[PROMPT]
Each line below that contains "pattern" should be counted. Give only the total.

[DATA UNDER STUDY]
PR #687, opened 2014-08-05
Supports Multi Key commands to JedisCluster (revised of #673)

HeartSaVioR:
(It's revised PR of #673.)

Hello.

As supporting Redis Cluster work, I implemented Cluster multi key commands based on previous interfaces.

During implementing, I found that some commands are fine with Redis, but maybe some commands are not fine with Redis Cluster.
(Actually there're no documentation from Redis describing cluster-able commands.)

So I removed some suspicious commands from interface, and introduced new interfaces for Jedis Cluster.
(Please let me know when you think something is wrong.)

Below is the commands I removed from previous interfaces.

BinaryJedisClusterCommands (copied from BinaryCommands)

List<byte[]> blpop(byte[] arg);
List<byte[]> brpop(byte[] arg);
Long move(byte[] key, int dbIndex);
MultiKeyBinaryJedisClusterCommands (copied from MultiKeyBinaryCommands)

List<byte[]> blpop(byte[]... args);
List<byte[]> brpop(byte[]... args);
Set<byte[]> keys(byte[] pattern);
String watch(byte[]... keys);
String unwatch();
byte[] randomBinaryKey();
JedisClusterCommands (copied from JedisCommands)

List<String> blpop(String arg);
List<String> brpop(String arg);
Long move(String key, int dbIndex);
ScanResult<Map.Entry<String, String>> hscan(final String key, int cursor);
ScanResult<String> sscan(final String key, int cursor);
ScanResult<Tuple> zscan(final String key, int cursor);
MultiKeyJedisClusterCommands (copied from MultiKeyCommands)

String watch(String... keys);
String unwatch();
String randomKey();
ScanResult<String> scan(int cursor);
ScanResult<String> scan(final String cursor);
Set<String> keys(String pattern);
List<String> blpop(String... args);
List<String> brpop(String... args);
And I introduce some utils and exception, you can find it from commit log.

Please review and comment so that this PR goes to cluster-revised.
Thanks!


HeartSaVioR:
I'm curious that we can reuse current interfaces, and throw UnsupportedOperationException if method seems not fit to Redis Cluster.
@xetorthio @marcosnils @nykolaslima 
What do you think? Is it acceptable about creating new interfaces for only JedisCluster?

nykolaslima:
I believe that it's better to have new interfaces for `JedisCluster`, but we can reuse some of the existing if it fits.
The reasons why I believe in that are:
1. Maybe we could have methods JedisCluster exclusive. If we share the same interface, we will have to add methods there that will only be used if it's JedisCluster
2. Using the `UnsupportedOperationException` approach, the user could only have those exceptions in QA/Production. IMO, it's better to being able to verify that operation isn't supported in the compilation time, that's one of the main advantages of Java and I wouldn't like to discard it.

HeartSaVioR:
Since we're in progress of reviewing #671, it should be included to cluster-revised branch.

HeartSaVioR:
I'll merge this to cluster-revised branch to prepare reviewing.

hegc:
@rupatel ,for example this{foo}.bar1 and another{foo}.bar2 are guaranteed to be in the same hash slot, and I want get all keys like '{foo}.xxx', but there is no jedisCluster function like 'keys', so you have idea or some jedis solutions now ? Because of your Q&A above, could you give me some suggestion?

rupatel:
Hey, We have to wait until they implement and place this feature in new release. Other option is to implement feature, I tried by using one of the api they had exposed to fetch the slot in which the current pattern is stored, but it is not a good design to iterate  all nodes in  cluster and fetch the keys since we need to handle failover and other cases.

So I have not yet cracked the problem, if you find any solution please let me know.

[SOLVED PROBLEM]
3